The airline has a fleet of 125 planes, which it plans to increase to 136 by March. Budget carrier SpiceJet recorded yet another high Passenger Load Factor (PLF) of 92.5% in November, while reporting best OTP for the third consecutive month.

PLF is a measure of how much of an airline's passenger carrying capacity is used or average percentage of seats filled in an aircraft.

Staying with high growth trajectory, domestic air traffic surged a little over 22% to 89.66 lakh passengers last month as low fares coupled with introduction of new routes and services in the winter schedule helped local carriers fly more passengers.

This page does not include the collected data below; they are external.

PR #8938, opened 2023-08-09
jacobi_iteration_method.py the use of vector operations, which reduces the calculation time by dozens of times

quant12345:
### Describe your change:

This is my first pull request, if I did something wrong please let me know.
Replaced loops in jacobi_iteration_method function with vector operations. That gives a reduction in the time for calculating the algorithm.

I am attaching a file test75.py with performance tests (you need the perfplot library).

* [x] Add an algorithm?
* [ ] Documentation change?

### Checklist:

jacobi

[test75.py.tar.gz](https://github.com/TheAlgorithms/Python/files/12302089/test75.py.tar.gz)


quant12345 (commented):
How long does the status of awaiting reviews?

arithmetic_analysis/jacobi_iteration_method.py
```diff
@@ -115,6 +115,20 @@ def jacobi_iteration_method(
...
+    """
+    denom - a list of values along the diagonal
+    val - values of the last column of the table array
+
+    masks - boolean mask of all strings without diagonal
+    elements array coefficient_matrix
+
+    ttt - coefficient_matrix array values without diagonal elements
+    ind - column indexes for each row without diagonal elements
+    arr - list obtained by column indexes from the list init_val
```
tianyizheng02, line 127: There shouldn't be such a long comment in the middle of the algorithm. Instead of writing a block comment explaining what each variable does, why not just make the variable names clearer? You could also just add comments to individual lines.

arithmetic_analysis/jacobi_iteration_method.py
```diff
@@ -115,6 +115,20 @@ def jacobi_iteration_method(
...
+
+    the code below uses vectorized operations based on
+    the previous algorithm on loopss:
```
tianyizheng02, line 130: Why comment out the old code? Why not just delete it?

tianyizheng02 (commented):
The change mostly looks good to me, but could we get a performance plot with larger input sizes? Based on your current plot, it looks like your new algorithm has runtimes growing at a faster rate than the old algorithm, and my concern is that your algorithm will become slower than the old one once inputs get sufficiently large.

quant12345:
> The change mostly looks good to me, but could we get a performance plot with larger input sizes? Based on your current plot, it looks like your new algorithm has runtimes growing at a faster rate than the old algorithm, and my concern is that your algorithm will become slower than the old one once inputs get sufficiently large.

Attached in the archived file 'test75.py.tar.gz', file 'test75.py'. It contains the 'jacobi_test' function, which calculates according to the new algorithm. The arrays 'coefficient', 'constant', 'init_val' and the number 'n' (ascending) are generated. In the first iteration 2 x 2, the last iteration we have an array of 256 x 256(). 
To check the performance, the perfplot library is used, in which, in the 'equality_check' function, both received arrays are checked for equality.

The size of the 'coefficient' array is printed on each iteration:

After n > 256 the array becomes so much larger and np.inf and -np.inf appear, which leads to nan numbers, both in the new and old calculation.

arithmetic_analysis/jacobi_iteration_method.py
quant12345: Attached in the archived file 'test75.py.tar.gz', file 'test75.py'. It contains the 'jacobi_test' function, which calculates according to the new algorithm. The arrays 'coefficient', 'constant', 'init_val' and the number 'n' (ascending) are generated. In the first iteration 2 x 2, the last iteration we have an array of 256 x 256( 'coefficient').
To check the performance, the perfplot library is used, in which, in the 'equality_check' function, both received arrays are checked for equality.

The size of the 'coefficient' array is printed on each iteration:

After n > 256 the array becomes so much larger and np.inf and -np.inf appear, which leads to nan numbers, both in the new and old calculation.

quant12345:
> The change mostly looks good to me, but could we get a performance plot with larger input sizes? Based on your current plot, it looks like your new algorithm has runtimes growing at a faster rate than the old algorithm, and my concern is that your algorithm will become slower than the old one once inputs get sufficiently large.

Attached in the archived file 'test75.py.tar.gz', file 'test75.py'. It contains the 'jacobi_test' function, which calculates according to the new algorithm. The arrays 'coefficient', 'constant', 'init_val' and the number 'n' (ascending) are generated. In the first iteration 2 x 2, the last iteration we have an array of 256 x 256( 'coefficient').
To check the performance, the perfplot library is used, in which, in the 'equality_check' function, both received arrays are checked for equality.

The size of the 'coefficient' array is printed on each iteration:

After n > 256 the array becomes so much larger and np.inf and -np.inf appear, which leads to nan numbers, both in the new and old calculation.

arithmetic_analysis/jacobi_iteration_method.py
quant12345: I thought that based on the old example with loops, it is more clear how the algorithm is made. If not, can I delete it?

arithmetic_analysis/jacobi_iteration_method.py
quant12345: Corrected.
Double - At the very bottom, I wrote about performance tests with a large array (answered your message).

arithmetic_analysis/jacobi_iteration_method.py
quant12345: Just in case, I am attaching the jacobi_simple_two.py file, in which you can run the algorithms once by specifying the array size n = 256 # array size 'coefficient'. I am attaching data for array sizes of 256 and 500 and the difference only increases 54 and 56 times faster.
```
n = 256 # array size 'coefficient'

time_old 0:00:14.445305
time_new 0:00:00.264163
difference in time 54.68469389300262
True

n = 500 # array size 'coefficient'

time_old 0:01:53.208590
time_new 0:00:01.997707
difference in time 56.66922360714822
```
[jacobi_simple_two.py.tar.gz](https://github.com/TheAlgorithms/Python/files/12329834/jacobi_simple_two.py.tar.gz)

quant12345:
@tianyizheng02 fixed what you asked. Also added answers on the speed of calculations of the old and new algorithms.

quant12345 (commented):
I'm trying to run an empty commit, because the status is: tests are failing, all three checks were successful (maybe it helps?).

quant12345:
It is not clear that my pull request is not needed, I seem to have done everything that was asked?

rohan472000:
@tianyizheng02 , it looks good to me, if you also think the same, then better to proceed with some actions on this PR.

arithmetic_analysis/jacobi_iteration_method.py
```diff
@@ -130,8 +131,45 @@ def jacobi_iteration_method(
...
+    """
+    masks = ~np.eye(coefficient_matrix.shape[0], dtype=bool)
+    """
+    no_diag - coefficient_matrix array values without diagonal elements
+    """
+    no_diag = coefficient_matrix[masks].reshape(-1, rows - 1)
+    """
+    Here we get 'i_col' - these are the column numbers, for each row
+    without diagonal elements, except for the last column.
+    """
```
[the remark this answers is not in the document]
cclauss: Please use real variable names: `denom` -> `denominator`, `no_diag` --> `no_diagonals` (some readers could assume `no_diagnostics`).  Is there a better variable name than `temp`?  Using real names will make the code more self-documenting and will mean that fewer comments will be required to make things clear to your reader.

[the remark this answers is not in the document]
quant12345: @cclauss  changed variable names. But temp is a multifaceted task, I made this name not too long, if everything is described in its name it will turn out to be a completely cumbersome name. Replaced comments with single-row ones.

Why did I use multi-line comments in the previous version: since not everything fit, and I didn’t want to comment several lines with single-line comments.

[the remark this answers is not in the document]
cclauss:
```python
# There is nothing wrong with really long comments if they are appropriately wrapped at
# 88 characters per line.
```

cclauss (approved):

All Indian airlines together had transported a total of 73.22 lakh passengers in November 2015. The trajectory of Indian aviation has remained largely on the same course of higher traffic, higher PLFs with weaker yields in 2016-17 thus far, the report said.

Starting third quarter, it said, there has been significant improvement in PLFs by the market leader IndiGo relative to other airlines which would put pressure on the competition.

"We believe that without major plans of near term capacity addition and already high passenger growth, sustaining lower yields will start to lose marginal benefits from here on for most of the airlines except IndiGo, further exacerbated by rising crude prices," the report said.

IndiGo possesses the lever of volume addition unlike others which can insulate some of its earnings even under lower fares/higher crude prices, ICICI Securities said.

Higher PLFs can provide additional safeguard to the earnings of IndiGo through increase in topline as well as margins, it added.

According to the report, for five consecutive months now, passenger growth has been significantly higher than the capacity growth, which "augurs favourable supply demand dynamics for the industry".